In Rey’s name we have this video that shows us a collection of real-life girls and women following her in spirit. They’re not dressed up cute, they’re sweaty, they’re focused, they’re ripped. They’re tough as hell. They're doing the things people claim that women and girls can't do. No one in this video is a Mary Sue.

The thing you almost don't realize until a second or third viewing but that jumps out at you once you do is that Daisy Ridley doesn't even appear in the ad

This is a video showcasing homegrown fandom. In a franchise that has been churning out action figures and toys since the late 1970s, fans of the leading protagonist of the newest movie have had to build our merchandise ourselves, and we did.

All the girls and women represented are very much doing their own thing, putting their own spin on how they see Rey as a character, or how her strength and determination are reflected in their own lives.

The Rey costumes we see appear for the most part to be homemade. In fact, in a move that might even seem counterproductive toward Target's attempt to sell toys, it tells a story of a group of women who frankly don't even need them to do so. In the void that was left in the wake of The Force Awakens, we didn't just take our staff and go home. We made our own celebrations of the character that clicked with us so immediately in the theater, and then again in the theater, and then again on home video. 
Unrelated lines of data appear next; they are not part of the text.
PR #356, opened 2015-04-17
add git-versions

dmil:
Gets all the versions of a particular file from the repository
Places them in a directory called `filename_version` right next the file

Usage 

```
git versions <filepath>
```

Please feel free to message me if there is anything else I need to do to contribute this change back (generate man page etc...)

### DIFF
--- a/bin/git-versions
+++ b/bin/git-versions
@@ -1,0 +1,36 @@
+#!/bin/sh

In a fan culture that so often wants to dismiss female members as "Fake Geek Girls," here's a video celebrating the lengths that we've gone to in order to celebrate a character that we deeply care about. There's nothing fake about spending the time to craft a costume, to learn martial arts moves, to shoot a video, to add special effects into that video. I mean the time alone it takes to learn to nail that triple bun thing that she does with her hair:


It matters that a year and a half after the #WheresRey hashtag even needed to be a thing, we’re staring down a release of a movie in which it looks like it won’t. The message that is being sent to us by Target in this ad is that they understand that we've already built the Rey fandom without their help, and it's on them now to catch up with us. 

The women of the Star Wars fandom are unstoppable. Rey matters to us and we are invincible.